ImClone says CEO stock windfall "pure coincidence"
NEW YORK, Sept 12 |
NEW YORK, Sept 12 (Reuters) - ImClone Systems Inc IMCL.O said on Wednesday it was "pure coincidence" that its new chief executive bought $500,000 worth of company stock just days before the value of the shares soared on positive news about ImClone's cancer drug Erbitux.
John Johnson, a former senior executive of Johnson & Johnson (JNJ.N), took the helm of ImClone on Aug. 27 after signing a 4-year employment agreement with the New York-based biotechnology company.
Johnson on Friday, Sept. 7, paid $500,000 for 13,609 shares of ImClone, at an average price of $36.74 each. The value of the shares soared 18 percent -- or $6.97 per share -- on Tuesday, Sept. 11, when ImClone reported that Erbitux prolonged the lives of lung cancer patients in a trial sponsored by its European partner Merck KGaA (MRCG.DE).
"This is 100 percent pure coincidence," ImClone general counsel Daniel O'Connor said in an interview, referring to arrival of the lung cancer data so soon after Johnson's purchase of his ImClone stake, and the speedy return on his investment.
O'Connor said ImClone stipulated when it hired Johnson that he must purchase $500,000 of company shares within 90 days of the effective date of his employment agreement. Moreover, the agreement requires Johnson to hold the shares for at least one year after the end of his 4-year employment agreement, O'Connor said.
"The company believes it is important for a CEO to use his own money to buy stock of ImClone -- so he's not just working with stock option money but using his own funds," O'Connor said. "That leaves him standing in the same shoes as his shareholders."
O'Connor said Johnson did not have the funds to buy the ImClone shares, however, until Sept. 6, when he received funds owned to him by J&J under his former employment contract.
"He bought the ImClone stock on Friday, September 7, at the first opportunity after receiving the money from J&J," O'Connor said.
ImClone received the positive Erbitux lung cancer data on Monday, Sept. 10, via an email from Germany's Merck, O'Connor said.
"We were surprised to receive them and had no earlier knowledge of whether the results would be favorable or unfavorable until we received them that day," O'Connor said.
Stock trades in ImClone in late 2001, based on insider news of a yet-to-be-announced FDA rejection of Erbitux, landed ImClone's original CEO, Sam Waksal, and his friend Martha Stewart, in jail. Erbitux was approved two years later with Waksal behind bars.

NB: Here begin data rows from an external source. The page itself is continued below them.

PR #7073, opened 2026-03-20
fix: correct overlap detection in parallel uninitialized_relocate CPOs

Sanchit2662:
## Summary
I traced the original condition: !((first < dest_last) && (dest_last < last)). When you expand it, dest_last < last simplifies to dest < first , so it was only   ever checking one overlap direction. If dest sits anywhere to the right of first and still inside the source range, that predicate goes false, and the parallel path kicks in.                                                                                                                                        

The problem is the parallel partitioner splits the work into chunks with no ordering between them. Two chunks end up doing memmove calls where one chunk's write region lands inside another chunk's read region. That's an unsynchronized concurrent read-write  a data race, silent wrong values, no crash.

## Fix
The fix is straightforward: only go parallel when the ranges don't touch at all. dest >= last means destination starts at or after source end. dest_last <= first means destination ends at or before source start. Anything else  left-overlap, right-overlap, identical ranges  falls through to sequential. Sequential   for trivially relocatable types uses a single memmove over the full range, which handles any overlap direction correctly by design. The two-line change is enough, no restructuring needed.   
```
  // Before — only caught left-overlap (dest < first)
  if (!((first < dest_last) && (dest_last < last)))

  // After — catches any overlap, parallel only when fully disjoint
  if (dest >= last || dest_last <= first)
```


hkaiser:

isidorostsa:
The issue here is that if they are overlapping in the wrong direction then this is wrong in the sequencial version as well.

The way we've decided to address this is to assert they are not overlapping in the wrong direction, and decide between parallel and sequencial based on if they overlap in the correct direction. 

This is already being addressed in #6879

Sanchit2662:
Ah got it, my bad  I should’ve checked the existing PRs before jumping in.
closing this one for now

Viren Mehta, a principal of New York health care research firm Mehta Partners, said he believed Johnson deserves "the benefit of the doubt" about the profitable timing of his ImClone purchases, especially in light of the earlier insider trading scandal at that company.
"This latest study was under the control of Merck in Germany and, generally speaking, study results these days are announced as soon as they become known," Mehta said.
Mehta said a more plausible explanation, pure and simple, is that Johnson is on a lucky streak.
"And this industry needs people who have a lucky streak."